Suddenly I understood—this man was British, and he had Tomasz. Clearly the delay in Tomasz’s arrival was because his plan had changed—he’d met up with the British somewhere else, and was finally back to get me! I squealed and I started to run to the administration block. I made plans as I ran. I would throw myself at him. I would smother him with kisses. The camp administrators would be confused because they thought I was married to someone else, but I couldn’t use restraint—I couldn’t. Once I saw Tomasz, I would never, ever let him go, not ever again.
There were more men in strange uniforms outside the admin block, and I approached one and asked desperately, “Tomasz Slaski?”
He looked at me blankly for a moment, then his eyes lit up, and he nodded and looked at me expectantly. And we stared at each other—each waiting for something. I quickly became impatient with him and moved on to another soldier, but got much the same result when I said Tomasz’s name.
“Hanna,” a deep voice said behind me, but it was Saul, not Tomasz, and I turned back to him frantically.
“They have Tomasz, Saul!”
“Hanna,” Saul said again very gently.
“Have you seen him? He’s here some—”
“Alina.” I froze, startled at Saul’s loud and unexpected use of my real name. His gaze softened. “These men are British—they are here delivering the uniforms, and they are looking for me. Do you understand? They have come to collect Tomasz, like we planned.”

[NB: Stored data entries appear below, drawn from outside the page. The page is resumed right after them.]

PR #14426, opened 2025-04-23
fix(elemSearch): support for other languages for case-insensitive ele…

sipayRT:
…m search

## Proposed changes

Hi. I'm trying to use case-insensitive element search for Russian text, but it doesn't work. For example,

```html
<span>Моя Страница</span>
```

```
$("span.=моя страница");
```

In this PR I added support for the main languages.

## Types of changes

## Checklist

## Backport Request

## Further comments


packages/webdriverio/src/utils/findStrategy.ts
```diff
@@ -18,7 +18,7 @@ const XPATH_SELECTOR_REGEXP = [
     // optional . or # + class or id
     /(?:(\.|#)(-?[_a-zA-Z]+[_a-zA-Z0-9-]*))?/,
     // optional [attribute-name="attribute-selector"]
-    /(?:\[(-?[_a-zA-Z]+[_a-zA-Z0-9-]*)(?:=(?:"|')([a-zA-z0-9\-_. ]+)(?:"|'))?\])?/,
+    /(?:\[(-?[_a-zA-Z]+[_a-zA-Z0-9-]*)(?:=(?:"|')([a-zA-ZÀÁÂÃÄÅÆÇÈÉÊËÌÍÎÏÐÑÒÓÔÕÖØÙÚÛÜÝÞŸĞİŞа-яА-ЯЁё0-9\-_. ]+)(?:"|'))?\])?/,
```
christian-bromann, line 21: Can we use `\p{Lu}` and `\p{Ll}` instead?

packages/webdriverio/src/utils/findStrategy.ts
```diff
@@ -28,6 +28,9 @@ const IMAGEPATH_MOBILE_SELECTORS_ENDSWITH = [
     '.jpg', '.jpeg', '.gif', '.png', '.bmp', '.svg'
 ]
 
+export const UPPER_CASE_SYMBOLS = 'ABCDEFGHIJKLMNOPQRSTUVWXYZÀÁÂÃÄÅÆÇÈÉÊËÌÍÎÏÐÑÒÓÔÕÖØÙÚÛÜÝÞŸĞİŞАБВГДЕЁЖЗИЙКЛМНОПРСТУФХЦЧШЩЪЫЬЭЮЯ'
+export const LOWER_CASE_SYMBOLS = 'abcdefghijklmnopqrstuvwxyzàáâãäåæçèéêëìíîïðñòóôõöøùúûüýþÿğışабвгдеёжзийклмнопрстуфхцчшщъыьэюя'
```
christian-bromann, line 32:
```suggestion
export const UPPER_CASE_SYMBOLS = '\p{Lu}'
export const LOWER_CASE_SYMBOLS = '\p{Ll}'
```

christian-bromann (changes requested):

packages/webdriverio/src/utils/findStrategy.ts
sipayRT: sorry, but the `translate` function doesn't support such way - https://developer.mozilla.org/en-US/docs/Web/XML/XPath/Reference/Functions/translate (I checked it out). In the browser context we can use only xPath@1x

christian-bromann: Thanks for checking. One last request: can we add a comment above these two variables, documenting why we are including all these characters and that we have evaluated my suggestion and can't use it for this reason? Making sure that people understand the context and don't have to dig through GitHub PRs.

sipayRT: yeah, sure

packages/webdriverio/src/utils/findStrategy.ts
```diff
@@ -17,8 +17,8 @@ const XPATH_SELECTOR_REGEXP = [
     /^([a-z0-9|-]*)/,
     // optional . or # + class or id
     /(?:(\.|#)(-?[_a-zA-Z]+[_a-zA-Z0-9-]*))?/,
-    // optional [attribute-name="attribute-selector"]
-    /(?:\[(-?[_a-zA-Z]+[_a-zA-Z0-9-]*)(?:=(?:"|')([a-zA-z0-9\-_. ]+)(?:"|'))?\])?/,
+    // optional [attribute-name="attribute-selector"]. "\p{L}" - all letters (case-insensitive), "\p{N}" - all numbers
+    /(?:\[(-?[_a-zA-Z]+[_a-zA-Z0-9-]*)(?:=(?:"|')([\p{L}\p{N}\-_. ]+)(?:"|'))?\])?/u,
```
erwinheitzman, line 21: I know this is not directly related to your change but it might be nice to improve this while we are at it.

If the idea of `[_a-zA-Z]+` is to match `[a-zA-Z0-9_]+` this can be simplified using `\w+`.
A similar thing goes for `[_a-zA-Z0-9-]*` with `[\w|\d]*`.

I'm curious if this will work but it's not a blocker for me and we can merge without this change 👍

erwinheitzman, line 21: When using https://regex101.com/ (make sure to select ecmascript) it tells me: `{L} matches a single character in the list {L} (case sensitive)`

erwinheitzman:
Nice improvement 👍

christian-bromann:
@sipayRT anything we can do to help ship this?

Delta456:
We would also need to support CJK character set I believe

christian-bromann:
@sipayRT any chance we can move forward with this? Otherwise we would have to close the PR? Mayeb @Delta456 you are interested re-raising this one and addressing the comments?

christian-bromann:
Closing due to inactivity.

I stared at him, trying to process the implications of this. Finally the terrible, terrible reality of my situation struck me.
Tomasz should have arrived by then.
Tomasz had not arrived, and we hadn’t made a contingency plan.
“I have to stay,” I blurted, shaking my head. “I can’t leave—he must still coming—he must be on his way—”
Saul caught my forearm and he pulled me into the administration block, and then into a room all on our own. He rested his hands on my shoulders, and he stared right into my eyes.